Where does the word "OrderHash" show up in the records? Copy every line that holds it.

(DATASET RECORDS Opens)

PR #216, opened 2019-07-09
Fix bug when unmarshaling OrderEvent

albrow:
Without this fix, attempting to subscribe to orders will result in an error:

```
RPC_ADDRESS="ws://localhost:60147" ETHEREUM_RPC_URL="http://localhost:8545" go run cmd/demo/subscribe_to_orders/main.go
panic: math/big: cannot unmarshal "\"2000\"" into a *big.Int

goroutine 1 [running]:
main.main()
	/Users/alex/programming/go/src/github.com/0xProject/0x-mesh/cmd/demo/subscribe_to_orders/main.go:46 +0x53e
exit status 2
```

This is happening because we implemented a custom `MarshalJSON` method for `OrderEvent` but never implemented the corresponding `UnmarshalJSON` method. I also added a test in __order_test.go__ to cover this case.

### DIFF
--- a/zeroex/order.go
+++ b/zeroex/order.go
@@ -81,15 +81,42 @@ type OrderEvent struct {
 	TxHash common.Hash `json:"txHash"`
 }
 
+type orderEventJSON struct {
+	OrderHash                string         `json:"orderHash"`
+	SignedOrder              *SignedOrder   `json:"signedOrder"`
+	Kind                     OrderEventKind `json:"kind"`
+	FillableTakerAssetAmount string         `json:"fillableTakerAssetAmount"`
+	TxHash                   string         `json:"txHash"`
+}
+
 // MarshalJSON implements a custom JSON marshaller for the SignedOrder type
-func (o *OrderEvent) MarshalJSON() ([]byte, error) {
-	return json.Marshal(map[string]interface{}{
-		"orderHash":                o.OrderHash.Hex(),
-		"signedOrder":              o.SignedOrder,
-		"kind":                     o.Kind,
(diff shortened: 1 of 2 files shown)


zeroex/order.go
```diff
@@ -298,7 +325,7 @@ type signedOrderJSON struct {
 }
 
 // MarshalJSON implements a custom JSON marshaller for the SignedOrder type
-func (s *SignedOrder) MarshalJSON() ([]byte, error) {
+func (s SignedOrder) MarshalJSON() ([]byte, error) {
```
albrow: Non-pointer receiver types are safer for `MarshalJSON`. Without this, passing a `SignedOrder` (not a pointer) to `json.Marshal` will happily work but it will *not* use our custom method.

zeroex/order_test.go
```diff
@@ -11,54 +13,57 @@ import (
...
-	}
+var testOrder = &Order{
+	MakerAddress:          constants.GanacheAccount0,
+	TakerAddress:          constants.NullAddress,
+	SenderAddress:         constants.NullAddress,
+	FeeRecipientAddress:   constants.NullAddress,
+	MakerAssetData:        constants.NullAddress.Bytes(),
+	TakerAssetData:        constants.NullAddress.Bytes(),
+	ExchangeAddress:       fakeExchangeContractAddress,
+	Salt:                  big.NewInt(200),
```
albrow: I changed these numbers just in case. It's hypothetically easier to get a false positive when testing using zeroes for all the numbers.

PR #217, opened 2019-07-09
Update Dockerfile

albrow:


Dockerfile
```diff
@@ -3,14 +3,12 @@ FROM golang:1.12.1-alpine3.9 as mesh-builder
 
 
 RUN apk update && apk add ca-certificates nodejs-current npm make git dep gcc build-base musl linux-headers
-RUN npm install -g yarn
```
albrow: We only need yarn and JavaScript dependencies for running the tests in a Node.js/Wasm environment. We don't need it here so I removed this step and also added a new `make deps-go-no-lockfile` so we can skip installing JS dependencies.

Issue #227, opened 2019-07-10
orderwatch: cleanup job crashes with db error


fabioberger:
Seeing this failure after running Mesh for 5hrs:

```
{"error":"leveldb: not found","lastUpdatedCutOff":"2019-07-10T18:15:44.597809441Z","level":"panic","msg":"Failed to find orders by LastUpdatedBefore","time":"2019-07-10T18:45:45Z"}
panic: (*logrus.Entry) (0xe8ce40,0xc009d250a0)

goroutine 52 [running]:
github.com/0xProject/0x-mesh/vendor/github.com/sirupsen/logrus.Entry.log(0xc000070180, 0xc0009d3920, 0x0, 0x0, 0x0, 0x0, 0x0, 0x0, 0x0, 0x0, ...)
	/go/src/github.com/0xProject/0x-mesh/vendor/github.com/sirupsen/logrus/entry.go:239 +0x2ce
github.com/0xProject/0x-mesh/vendor/github.com/sirupsen/logrus.(*Entry).Log(0xc009d25030, 0xc000000000, 0xc0000b7ce0, 0x1, 0x1)
	/go/src/github.com/0xProject/0x-mesh/vendor/github.com/sirupsen/logrus/entry.go:268 +0xed
github.com/0xProject/0x-mesh/vendor/github.com/sirupsen/logrus.(*Entry).Panic(0xc009d25030, 0xc0000b7ce0, 0x1, 0x1)
	/go/src/github.com/0xProject/0x-mesh/vendor/github.com/sirupsen/logrus/entry.go:306 +0x55
github.com/0xProject/0x-mesh/zeroex/orderwatch.(*Watcher).startCleanupWorker.func1(0xc00030dba0)
	/go/src/github.com/0xProject/0x-mesh/zeroex/orderwatch/order_watcher.go:223 +0x4f9
created by github.com/0xProject/0x-mesh/zeroex/orderwatch.(*Watcher).startCleanupWorker
	/go/src/github.com/0xProject/0x-mesh/zeroex/orderwatch/order_watcher.go:200 +0x3f
```

PR #228, opened 2019-07-11
db: Add more detail to error when index looks outdated

albrow:
This might help us track down the root cause of #https://github.com/0xProject/0x-mesh/issues/227. 

The db package is supposed to maintain consistency between indexes and model data, even in the case of crashes or failed writes. It does this by using transactions under the hood for inserts, updates, and deletions. If the error is really occurring here it means something went seriously wrong and we lost consistency between the indexes and model data.


albrow:
We decided we're going to handle this case differently. New PR coming soon.

Issue #223, opened 2019-07-10
mesh: Add bootstrap mode


fabioberger:

albrow:
For clarification, "bootstrap mode" will mean the node is solely responsible for peer discovery and helping other peers find each other on the network. It won't store or validate any orders. This is useful because otherwise the bootstrap node could become resource constrained and peer discovery would be hampered.

PR #230, opened 2019-07-11
Update the bootstrap list and use it in mesh-bootstrap

fabioberger:
Fixes: #223 

This PR updates the bootstrap list to include our own dedicated bootstrap nodes.


albrow:
@fabioberger I hijacked this PR and added the other features I needed to it. We now make it so that each bootstrap node maintains an active connection to the other bootstrap nodes.

fabioberger:
LGTM

PR #235, opened 2019-07-12
Create a separate executable for bootstrap nodes

### LINKED ISSUE #223: mesh: Add bootstrap mode

albrow:
Fixes #223.

After investigating this, I decided it was cleaner to create a separate executable rather than modify the existing code at __p2p/node.go__. Technically there is some duplicated code but a lot of the configuration is different and we are able to skip almost all the steps in `p2p.Node.Start`.

### DIFF
--- a/cmd/mesh-bootstrap/main.go
+++ b/cmd/mesh-bootstrap/main.go
@@ -1,0 +1,158 @@
+// +build !js
+
+// mesh-bootstrap is a separate executable for bootstrap nodes. Bootstrap nodes
+// will not share or receive any orders and its sole responsibility is to
+// facilitate peer discovery.
+package main
+
+import (
+	"context"
+	"fmt"
+	"os"
+	"time"
+
+	"github.com/0xProject/0x-mesh/keys"
+	libp2p "github.com/libp2p/go-libp2p"
+	connmgr "github.com/libp2p/go-libp2p-connmgr"
+	p2pcrypto "github.com/libp2p/go-libp2p-crypto"
+	dht "github.com/libp2p/go-libp2p-kad-dht"
+	p2pnet "github.com/libp2p/go-libp2p-net"
+	ma "github.com/multiformats/go-multiaddr"
+	"github.com/plaid/go-envvar/envvar"
+	log "github.com/sirupsen/logrus"
+)
+
+const (
+	// peerCountLow is the target number of peers to connect to at any given time.
+	peerCountLow = 1000
+	// peerCountHigh is the maximum number of peers to be connected to. If the
+	// number of connections exceeds this number, we will prune connections until
+	// we reach peerCountLow.
+	peerCountHigh = 1100
+	// peerGraceDuration is the amount of time a newly opened connection is given
+	// before it becomes subject to pruning.
+	peerGraceDuration = 10 * time.Second
+	// defaultNetworkTimeout is the default timeout for network requests (e.g.
+	// connecting to a new peer).
+	defaultNetworkTimeout = 30 * time.Second
+)
+
+// Config contains configuration options for a Node.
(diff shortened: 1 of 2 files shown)


cmd/mesh-bootstrap/main.go
```diff
@@ -0,0 +1,158 @@
...
+	dht "github.com/libp2p/go-libp2p-kad-dht"
+	p2pnet "github.com/libp2p/go-libp2p-net"
+	ma "github.com/multiformats/go-multiaddr"
+	"github.com/plaid/go-envvar/envvar"
+	log "github.com/sirupsen/logrus"
+)
+
+const (
+	// peerCountLow is the target number of peers to connect to at any given time.
+	peerCountLow = 1000
```
albrow: Bootstrap nodes have a higher peer count and a longer default network timeout.

cmd/mesh-bootstrap/main.go
```diff
@@ -0,0 +1,158 @@
...
+	basicHost, err := libp2p.New(ctx, opts...)
+	if err != nil {
+		log.WithField("error", err).Fatal("could not create host")
+	}
+
+	// Set up the notifee.
+	basicHost.Network().Notify(&notifee{})
+
+	// Set up DHT for peer discovery.
+	kadDHT, err := dht.New(ctx, basicHost)
```
albrow: Bootstrap nodes do not use any rendezvous points. All they do is initialize the DHT and follow the `/ipfs/kad/1.0.0` protocol. In effect this allows bootstrap nodes to support peer discovery for all Ethereum network ids simultaneously and also combines our DHT for all networks. It's not 100% clear if this is desirable but it does have some positive effects in terms of increasing robustness and redundancy of the network. It is still the case that peers who are using different Ethereum network IDs will not share messages with one another because they use different pubsub topics. This just means that they will temporarily connect to one another for the purposes of peer discovery.

cmd/mesh-bootstrap/main.go
```diff
@@ -0,0 +1,158 @@
...
+	"fmt"
+	"os"
+	"time"
+
+	"github.com/0xProject/0x-mesh/keys"
+	libp2p "github.com/libp2p/go-libp2p"
+	connmgr "github.com/libp2p/go-libp2p-connmgr"
+	p2pcrypto "github.com/libp2p/go-libp2p-crypto"
+	dht "github.com/libp2p/go-libp2p-kad-dht"
+	p2pnet "github.com/libp2p/go-libp2p-net"
```
raulk: you should use `go-libp2p-core/network` here ;-)

cmd/mesh-bootstrap/main.go
```diff
@@ -0,0 +1,158 @@
...
+	// Set up the notifee.
+	basicHost.Network().Notify(&notifee{})
+
+	// Set up DHT for peer discovery.
+	kadDHT, err := dht.New(ctx, basicHost)
+	if err != nil {
+		log.WithField("error", err).Fatal("could not create DHT")
+	}
+
+	if err := kadDHT.Bootstrap(ctx); err != nil {
```
raulk: Since we have no nodes to bootstrap against, the routing tables of these peers will remain empty until the first peers connect to them -- which I guess it's the behaviour you're looking for. Just wanted to point it out.

albrow:
Going to go ahead and merge this for now. An upcoming PR will make the bootstrap nodes connect to one another and tag them via the connection manager so they stay connected. Thanks for the suggestion, @raulk!

cmd/mesh-bootstrap/main.go
albrow: We're planning to update all of our libp2p libraries in one fell swoop. Likely next week.

PR #242, opened 2019-07-12
Temporarily don't accept orders with a senderAddress

albrow:
The comment in the code explains why we want to do this. We plan to add support for some known sender addresses out-of-the-box and will eventually allow users to pass in custom validation logic (which can include additional third-party sender addresses).

### DIFF
--- a/core/validation.go
+++ b/core/validation.go
@@ -162,7 +162,7 @@ func (app *App) validateOrders(orders []*zeroex.SignedOrder) (*zeroex.Validation
 			continue
 		}
 		// Note(albrow): Orders with a sender address can be canceled or invalidated
-		// off-chain which is difficult to suppport since we need to prune
+		// off-chain which is difficult to support since we need to prune
 		// canceled/invalidated orders from the database. We can special-case some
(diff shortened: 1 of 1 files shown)


core/validation.go
```diff
@@ -156,6 +161,21 @@ func (app *App) validateOrders(orders []*zeroex.SignedOrder) (*zeroex.Validation
 			})
 			continue
 		}
+		// Note(albrow): Orders with a sender address can be canceled or invalidated
+		// off-chain which is difficult to suppport since we need to purne
```
fabioberger:
```suggestion
		// off-chain which is difficult to suppport since we need to prune
```

core/validation.go
```diff
@@ -156,6 +161,21 @@ func (app *App) validateOrders(orders []*zeroex.SignedOrder) (*zeroex.Validation
...
+		// canceled/invalidated orders from the database. We can special case some
```
fabioberger:
```suggestion
		// canceled/invalidated orders from the database. We can special-case some
```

(DATASET RECORDS Closes)

- **THE ANSWER**:
+	OrderHash                string         `json:"orderHash"`
-		"orderHash":                o.OrderHash.Hex(),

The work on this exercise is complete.